Final-Project

Our project aims to perform sentiment analysis on Twitter data using PySpark, employing a comprehensive array of advanced technologies, including but not limited to Word2Vec, Multi-Layer Perceptron Classifier, Naive Bayes, and nltk. Through the integrated application of these techniques, our focus is on delving into the emotional content within Twitter text to gain a more holistic understanding of users' emotional inclinations and attitudes.

Main.py

This Python script utilizes PySpark, a distributed data processing framework, to perform sentiment analysis on Twitter data. The analysis involves preprocessing, text transformation using Word2Vec, and classification using a Multilayer Perceptron (MLP) neural network.

NLTK tokenization.ipynb

The script demonstrates a comprehensive approach to sentiment analysis on Twitter data using PySpark, incorporating data preprocessing, text cleaning, Word2Vec embedding, and training an MLP model. The chosen evaluation metrics provide insights into the model's performance in classifying sentiments on the testing set.

NaiveBayes.py

The script involves several steps, including data preprocessing, natural language processing (NLP) techniques, and the training and evaluation of a Naive Bayes classifier for sentiment analysis.

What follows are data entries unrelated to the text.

PR #3014, opened 2026-08-04
fix(daemon): reclaim memory pools once no live node can reach them

### LINKED ISSUE #2881: Memory pools may not be released when a node crashes or is dynamically removed
## Summary

While reviewing the daemon lifecycle, I noticed that memory pools registered by a node appear to remain tracked when that node is removed from a running dataflow or disconnects unexpectedly.

If this observation is correct, repeated node crashes or dynamic node removal could leave stale memory pool registrations until the entire dataflow is destroyed.

## Evidence

During `RemoveNode` cleanup, the daemon removes the node's runtime state and bookkeeping, but I could not find corresponding cleanup for memory pools registered by that node.

Relevant locations:

- `binaries/daemon/src/lib.rs`
  - `DaemonCoordinatorEvent::RemoveNode`
  - node cleanup path

- `MemoryPoolManager`
  - memory pool lifecycle

`cleanup_orphans` appears to operate at the dataflow level rather than the individual node level.

## Possible Impact

If memory pools remain registered after node removal:

- `/dev/shm` segments may accumulate
- stale pool registrations may persist
- long-running daemons could eventually exhaust the configured pool limit

## Suggested Direction

If this behavior is unintended, node removal and unexpected disconnect paths could free any memory pools registered by that node before the remaining bookkeeping is discarded.

I'm happy to investigate further and prepare a PR if this is considered a bug.

phil-opp:
Fixes #2881.

Pools registered by a node stayed in the daemon's table until the daemon itself
exited: neither `RemoveNode` nor a node crash released them, and `finish_dataflow`
did not either — so a long-running daemon (`dora up`) accumulated table entries and
`/dev/shm` segments across dataflows, walking toward the 512-entry pool cap.

Eagerly freeing a node's pools when it goes away would be wrong, as @SaitejaKommi
pointed out on the issue: a pool deliberately outlives its registrar. The normal
lifecycle is that a sender registers a pool and a *receiver* reads and frees it,
possibly well after the sender exited.

So reclaim by reachability instead. Each entry records who can still reach it:

- `touched_by` — nodes that have opened the pool, and
- `potential_readers` — the registrar's transitive downstream consumers as of
  registration time, which can still learn the pool id from a message already in
  flight (the daemon cannot see pool ids inside payloads, so the whole downstream
  closure counts).

A pool is released once none of those is still running locally. Every path that ends
an incarnation now checks: `RemoveNode`, `ReplaceNode` (whose outgoing exit event the
generation guard drops), and a crash, clean exit or restart. `finish_dataflow`
releases the remainder unconditionally — a finished dataflow has no node left to
serve, and its routing, channels and listeners are discarded in the same breath.

Nodes on other daemons never count as live: pools are host-local shared memory and
each daemon keeps its own table, so a remote consumer can never open this one's
segments.

Because a reclaimed pool has no live node in `touched_by`, there is nobody to send a
`FreeMemoryPool` notification to — unlike `free_memory_pool`, which must tell the
other holders to drop their per-process buffers.

`finish_dataflow` also sweeps the `/dev/shm` segments no table entry covers — a node
that died between creating a segment and registering it. That sweep is now scoped to
the nodes of *this* daemon, which it was not before: `/dev/shm` is host-wide, the
segment name embeds only the dataflow id, and `finish_dataflow` is a per-daemon
finish. With two daemons serving one dataflow on one machine (a `machine:` split),
whichever finished first would have unlinked the other's *live* segments, leaving a
consumer over there with `ENOENT`. `RunningDataflow` tracks its local nodes for this,
and the pre-existing spawn-time sweep — same hazard, narrower window — is scoped the
same way.

`register_memory_pool` gains a `potential_readers` parameter, `MemoryPoolEntry` a
field, and `cleanup_orphans` an `is_local_node` predicate, so this is a breaking
change to the `dora-memory-pool` crate surface. Its only consumer is `dora-daemon`.

Reachability cannot be a registration-time snapshot, because a running dataflow can
be rewired. `dora graph connect S/out C/in` after `S` registered a pool gives `C` a
path to it, and `S` is in its own reader set, so reclamation on `S`'s exit would have
unlinked the segment while `C` still had the id in flight. `AddMapping` and `AddNode`
therefore widen the reader set of every pool the edge's source can reach, by the new
target's downstream closure. Recomputing the whole set at reclaim time is not an
option — `RemoveNode` tears the node's mappings down first — but widening on the two
paths that create edges covers the same ground.

The closure also follows edges whose receiver is on another daemon. `mappings` holds
only what this daemon delivers, so a `local -> remote -> local` chain used to stop at
the first hop and drop the local node at its end, even though a pool id can travel
the whole way. A remote node never counts as live, so following through one costs
nothing.

Tests: reachability rules and dataflow-scoped cleanup in `dora-memory-pool`; the
downstream closure (transitive, cycle-safe) on `RunningDataflow`; and the daemon
wiring — a pool survives an exited sender while its consumer runs, and is reclaimed
once the last consumer is gone, when the exiting node is its only reference, and
regardless of unrelated long-lived nodes. The finish path is covered too: it releases
a pool a live consumer could still reach, and its `/dev/shm` sweep unlinks this
daemon's orphan while leaving a co-located daemon's segment alone. Plus the two
reachability gaps: a consumer connected after registration keeps the pool alive until
it too is gone, and the closure reaches a local node whose only path runs through
another daemon.

### DIFF
--- a/binaries/daemon/src/lib.rs
+++ b/binaries/daemon/src/lib.rs
@@ -694,6 +694,37 @@ fn reclaim_memory_pools_after_exit(
     }
 }
 
+/// Release everything this daemon still holds for a dataflow that just
+/// finished here: its pool table entries, plus the `/dev/shm` segments of
+/// `owned_nodes` that no table entry covers.
+///
+/// A daemon that outlives the dataflow (`dora up`) would otherwise carry
+/// every unfreed pool — table entry and segment alike — until it exits
+/// (dora-rs/dora#2881). Releasing the table entries is unconditional,
+/// deliberately: a dynamic node can outlive the finish (`should_finish`
+/// ignores them), but the dataflow's routing, channels and listeners are gone
+/// by now, so it can no longer send or receive anything a pool would serve,
+/// and no later event would ever reach [`reclaim_memory_pools_after_exit`]
+/// for this dataflow.
+///
+/// This is a *per-daemon* finish and `/dev/shm` is host-wide, so the sweep is
+/// restricted to this daemon's own nodes — see
+/// [`MemoryPoolManager::cleanup_orphans`].
+///
+/// A free function rather than a method so it can be exercised without a
+/// whole `Daemon`.
+fn release_memory_pools_of_finished_dataflow(
+    memory_pool: &MemoryPoolManager,
+    dataflow_id: Uuid,
+    owned_nodes: &BTreeSet<NodeId>,
+) {
+    let dataflow_id = dataflow_id.to_string();
+    memory_pool.cleanup_dataflow(&dataflow_id);
+    MemoryPoolManager::cleanup_orphans(&dataflow_id, |node| {
+        owned_nodes.iter().any(|id| id.as_ref() == node)
+    });
+}
+
 /// Convert MemoryPoolMetadata into daemon-protocol MetadataParameters.
 fn pool_metadata_to_params(meta: &MemoryPoolMetadata) -> MetadataParameters {
     use dora_message::metadata::Parameter;
@@ -2835,6 +2866,9 @@ impl Daemon {
                     // entry is registered.
                     running_node.mark_registered();
                     dataflow.running_nodes.insert(node_id.clone(), running_node);
+                    // Added after the spawn cohort, so it is not in
+                    // `spawn_nodes` — record it as ours for the orphan sweep.
+                    dataflow.owned_nodes.insert(node_id.clone());
 
                     // Update the daemon's stored descriptor so
                     // descriptor-based lookups (e.g. AllInputsClosed
@@ -3995,10 +4029,13 @@ impl Daemon {
         uv: bool,
         write_events_to: Option<PathBuf>,
     ) -> eyre::Result<impl Future<Output = eyre::Result<()>> + use<>> {
-        // Sweep orphaned /dev/shm segments from a previous crash of the
-        // same dataflow (keyed by dataflow_id, a UUID — safe in multi-
-        // daemon setups).
-        MemoryPoolManager::cleanup_orphans(&dataflow_id.to_string());
+        // Sweep orphaned /dev/shm segments left by a previous crash of this
+        // dataflow's nodes, scoped to the nodes this daemon spawns — a
+        // co-located daemon may be spawning the other half of the same
+        // dataflow right now (see `cleanup_orphans`).
+        MemoryPoolManager::cleanup_orphans(&dataflow_id.to_string(), |node| {
+            spawn_nodes.iter().any(|id| id.as_ref() == node)
+        });
 
         let mut logger = self
             .logger
@@ -4011,6 +4048,7 @@ impl Daemon {
             self.daemon_id.clone(),
             dataflow_descriptor.clone(),
         );
+        dataflow.owned_nodes = spawn_nodes.clone();
         // Read from the descriptor, which is the one copy that survives
         // everything a dataflow outlives: auto-recovery re-spawn,
         // coordinator restart with state reconstruction, and `dora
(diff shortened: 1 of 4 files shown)


phil-opp:

What I traced:
- Reachability is `touched_by ∪ potential_readers` (`libraries/extensions/memory-pool/src/lib.rs:64-70`), and `potential_readers` is the *full transitive* downstream closure (`binaries/daemon/src/running_dataflow.rs:1021-1039`), so a pool id forwarded through any chain of edges keeps the pool alive — the closure follows every queued node's outputs, not just the registrar's direct consumers, and the cycle guard via `reachable.insert` terminates.
- The exited node is correctly excluded from the live set in `reclaim_memory_pools_after_exit` (`binaries/daemon/src/lib.rs:658-662`), which matters because the `SpawnedNodeResult` path runs before the node leaves `running_nodes`; otherwise a consumer-less sender could never be reclaimed.
- `release_matching` drops the table lock before the `remove_file` unlinks, matching the existing `free_memory_pool` locking discipline, and skipping `FreeMemoryPool` notifications is justified — reclamation only fires when no live node remains in either set, so there is nobody to notify.
- Local-only liveness is correct: pools are host-local shared memory, so a remote consumer in the closure never pins one, and unlinking a segment a live node already mapped is safe (existing mappings survive `shm_unlink`).
- `finish_dataflow`'s unconditional `cleanup_dataflow` + `cleanup_orphans` is safe for dynamic nodes that outlive the finish, since their routing/channels are already torn down.
- The tests exercise the actual change, including the leak scenario (`unrelated node running`), the in-flight-transfer scenario (`consumer still running`), dataflow scoping, and the late-reader-kept-via-`touched_by` case.

---

phil-opp:
The reclamation itself is safe — freeing is `HashMap::remove` + `shm_unlink`, which never invalidates a live consumer's existing mapping, and the call-site coverage is complete. Two things:

**The finish-time sweep crosses daemon boundaries.** `finish_dataflow` is *per-daemon* local finish (`should_finish` is computed from this daemon's `running_nodes`; the log line says "dataflow finished on machine"). But `cleanup_orphans(dataflow_id)` unlinks **every** `/dev/shm/dora_pool_{dataflow_id}_*` on the host, unfiltered by table membership. Two daemons on one host running one dataflow (`examples/multiple-daemons`, a nightly job): daemon A's nodes finish first, A sweeps, and daemon B's *live* nodes lose their segments — B's table still lists them, so a B-side consumer that has not yet mmap'd gets ENOENT. The comment at `libraries/extensions/memory-pool/src/lib.rs:232-234` justifying this ("no two daemons run the same dataflow id concurrently") is false for multi-daemon dataflows. The spawn-time call site has a narrow window; this one can be arbitrarily long.

**The "known limitation" argument does not cover the case it is meant to.** The body says a node wired downstream after registration "can only learn the pool id from a node that is in `potential_readers`, and while any of those is alive the pool is retained" — but the registrar is itself in `potential_readers`, and reclamation fires on the registrar's own exit. So: `S` registers pool `P`, `dora graph connect S/out C/in`, `S` sends the id and exits, `P` is unlinked while `C` still has the id queued. Before this PR the pool leaked but the transfer succeeded, so this is a regression rather than "unchanged in spirit". Narrow, but the comment should say so.

Test coverage is thin where the new behavior actually lives: the four daemon cases exercise only the extracted helper, nothing covers the `finish_dataflow` additions.

phil-opp:
Rebased onto main and addressed all three points.

**The finish-time sweep crossing daemon boundaries.** Correct, and the spawn-time
sweep had the same defect with a narrower window. `cleanup_orphans` now takes an
`is_local_node` predicate and attributes each `/dev/shm` file to a node before
unlinking it — the segment name's last component is always the counter, so the node
id splits off unambiguously even when it contains `_`. A name that does not fit the
pattern is left alone: leaving an orphan is recoverable, unlinking a peer's live
segment is not. `RunningDataflow` tracks the nodes this daemon owns (`spawn_nodes`
plus anything `AddNode` adds later) to scope both call sites. The false justification
on `cleanup_orphans` is gone.

**The "known limitation" not covering its own case.** Also correct, and it was a
regression rather than a limitation, so it is fixed rather than documented.
`AddMapping` and `AddNode` — the only two paths that add an edge to a running
dataflow; `ReplaceNode` rejects any input change — now widen the reader set of every
pool the edge's source can reach by the new target's downstream closure. Recomputing
the whole set at reclaim time is indeed impossible, but updating where edges are
created covers the same ground.

While in there: `downstream_closure` walked `mappings`, which holds only edges this
daemon delivers, so a `local -> remote -> local` chain stopped at the first hop and
dropped the local node at its end — even though a pool id travels the whole chain.
Remote edges are recorded at spawn and followed now. A remote node never counts as
live, so following through one only widens what the closure reaches.

**Test coverage of the finish path.** The finish-time release is a free function now,
so it can be exercised without a whole `Daemon`: one test that it drops the table
entries a finished dataflow still holds, one that its sweep spares a co-located
daemon's segments. Plus the late-connected consumer (both halves: pinned while it
runs, reclaimed once it is gone), the reader-set widening not leaking into unrelated
pools, the segment-name parsing edge cases, and the closure's remote hop.

Two residual gaps, both erring toward retention rather than premature release:

- Runtime rewiring only reaches the target node's daemon, since that is where the
  coordinator routes `AddMapping`. A `local -> remote -> local` chain built at
  runtime through two `dora graph connect` calls therefore still misses the source
  daemon's reader sets.
- `potential_readers` only grows: `RemoveMapping` drops the edge but nothing removes
  the node, so repeated connect/disconnect cycles widen every pool's reader set and
  decay reclamation back toward teardown-only.

phil-opp:

The two commits since my last review address both issues raised on 2026-08-11, and I traced them against the diff:

- **Cross-daemon finish/spawn sweep** — `cleanup_orphans` now takes an `is_local_node` predicate and attributes each `/dev/shm/dora_pool_*` segment to a node (`rsplit_once('_')` + `counter.parse::<u64>()` guard) before unlinking, skipping any name that doesn't fit the pattern. Both call sites pass a per-daemon owner set, so a co-located daemon's live segments are no longer destroyed by a peer's finish.
- **Rewiring regression** — `AddMapping`/`AddNode` now call `extend_pool_readers_for_new_edge` after recording the edge, widening every reachable pool's readers by the target's `downstream_closure`; and `downstream_closure` now follows `remote_edges`, so a `local -> remote -> local` chain keeps the trailing local reader. A consumer connected after registration now pins the pool it can reach.

No new issues. The two residual gaps you documented (runtime `local -> remote -> local` rewiring reaching only the target daemon; `potential_readers` growing monotonically across connect/disconnect cycles) both err toward retention rather than premature free, so they're safe as follow-ups.

---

SentimentAnalysis_NonSpark.ipynb

This script reads the raw data, performs text preprocessing, and conducts initial visualization. It involves training some classic machine learning algorithms as well as a Pretrained Transformer Bert model. The prediction results are presented through a report, confusion matrix, and bar graph. The last image displays a portion of the results from the BERT model, limited by time and computing resources.

Remind

Make sure to have the necessary libraries and dependencies installed before running the script.